Speed & throughput

Optimization

Reduce capture, transfer, processing, and delivery delays by checking the whole path from camera to output.

Optimization

Every capture passes through several stages before the result is ready: files are transferred from the cameras or nodes, datasets are prepared, processing tasks run, outputs are rendered, and the result is written for review or delivery. Optimize the slowest stage instead of changing several settings at once.

1. Direct camera and USB hub architecture

For a rig with several cameras connected to one Windows computer:

Hardware

  • Use a fast computer with a modern multi-core processor and a fast local SSD.
  • Connect the computer to a high-quality USB-C or USB 3 controller or hub.
  • Avoid chaining USB hubs. Keep the topology simple and distribute cameras across independent controllers when the rig is large.
  • Use short, reliable USB cables and test every hub port under a real capture load.
  • Keep the active working directory on a local SSD. Do not place it inside OneDrive, Google Drive, or another cloud-sync folder.

Camera and output settings

  • Use the smallest camera resolution that meets the final output requirement. Larger files increase transfer time, storage use, processing time, and output time.
  • Configure only the processing tasks and output formats that the event actually needs. Disable unnecessary renders, previews, or delivery outputs while testing throughput.
  • Start with a moderate output quality and a fast codec preset, then increase quality only when the visual result requires it.
  • Test the complete path with a representative dataset. A small single-camera test does not reveal the transfer and processing limits of a full rig.

2. Raspberry Pi architecture

Raspberry Pi camera nodes can distribute capture and transfer work across the network. This can improve triggering and throughput, especially when a Windows computer would otherwise handle too many camera connections through USB.

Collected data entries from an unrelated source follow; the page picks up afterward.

PR #6662, opened 2025-01-30
[CI] Fix throttled windows test failures

pazone:
## What does this PR do?
In some cases windows tests failures were throttled and the step was false-passing

## Checklist

## Related issues

-

## Questions to ask yourself

- ...

### DIFF
--- a/.buildkite/scripts/integration-tests.ps1
+++ b/.buildkite/scripts/integration-tests.ps1
@@ -38,6 +38,9 @@ try {
     Get-Ess-Stack -StackVersion $PACKAGE_VERSION
     Write-Output "~~~ Running integration test group: $GROUP_NAME as user: $env:USERNAME"
     gotestsum --no-color -f standard-quiet --junitfile "${outputXML}" --jsonfile "${outputJSON}" -- -tags=integration -shuffle=on -timeout=2h0m0s "github.com/elastic/elastic-agent/testing/integration" -v -args "-integration.groups=$GROUP_NAME" "-integration.sudo=$TEST_SUDO"
+} catch {
+    Write-Output "There are test failures: $_"
+    throw
 } finally {
     ess_down
     


.buildkite/scripts/integration-tests.ps1
```diff
@@ -49,3 +51,7 @@ try {
         Write-Output "Cannot generate HTML test report: $outputXML not found"
     }
 }
+
+if ($TestsExitCode -ne 0) {
```
dwhyrock, line 55: It's probably worth adding checks like this to all of your external commands.  (Annoying i know).  Otherwise it's like you're doing a `set +x` before each command and ignoring the results.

  • Use a Gigabit Ethernet switch for the nodes and the Camera Server computer.
  • Avoid daisy-chaining switches. Use a simple star topology where possible.
  • Confirm that the computer and each node negotiate a 1000 Mbps link, not 100 Mbps.
  • Use reliable Ethernet cables and dedicated network infrastructure for the rig instead of sharing a congested event or office network.
  • Add nodes when the measured transfer or capture workload requires it. More nodes also mean more power, cabling, and network dependencies, so test the complete system after each change.
  • For RAW or high-resolution workflows, expect file transfer and storage to become the limiting stages even when triggering remains responsive.

3. Find the slow stage

Measure the same representative capture several times and identify where the delay appears:

  1. Capture and transfer: cameras or nodes take too long to finish sending files.
  2. Dataset preparation: files arrive, but analysis or organization is slow.
  3. Processing: an enabled process task consumes most of the time.
  4. Rendering and output: resizing, codec work, watermarking, or other output tasks are slow.
  5. Storage or delivery: the destination drive, network, or backup path has low throughput.

Watch CPU, memory, GPU, disk activity, disk throughput, and network throughput while the job runs. High disk activity with very low throughput points to a storage bottleneck, not necessarily a CPU problem. Check Known issues for the SSD write-bottleneck symptoms.

Change one variable at a time, record the result, and keep the settings that improve the full event workflow rather than only one isolated stage. Always run a complete multi-camera test before relying on a faster configuration at an event.